• Task prompt: One line at a time, check the entries below for the word "mechanism", and copy each line that has it.

= Beginning of Section =

PR #19, opened 2015-06-27
RFC - Name Service

dirvine:
[Review on Reviewable](https://reviewable.io/reviews/maidsafe/rfcs/19)

### DIFF
--- a/proposed/0000-name-service.md
+++ b/proposed/0000-name-service.md
@@ -1,0 +1,67 @@
+- Feature Name: Decentralised Naming System (dns)
+- Type new feature
+- Related components maidsafe_client, maidsafe_vault
+- Start Date: 27-06-2015
+- RFC PR:
+- Issue number: 
+
+# Summary
+
+In the current Internet Domains are referenced via a naming system which comprises an indexing mechanism
+This indexing mechanism is centralised and controlled, with the ability for countries and ISPs to switch it off
+pollute data with advertising data and much worse. The SAFE network on the other had offers a 'free (as in beer)'
+mechanism to locate data linked to a name. This proposal outlines a mechanism to look up data related to any name.
+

= End of Section =

• Exercise solution:
+In the current Internet Domains are referenced via a naming system which comprises an indexing mechanism
+This indexing mechanism is centralised and controlled, with the ability for countries and ISPs to switch it off
+mechanism to locate data linked to a name. This proposal outlines a mechanism to look up data related to any name.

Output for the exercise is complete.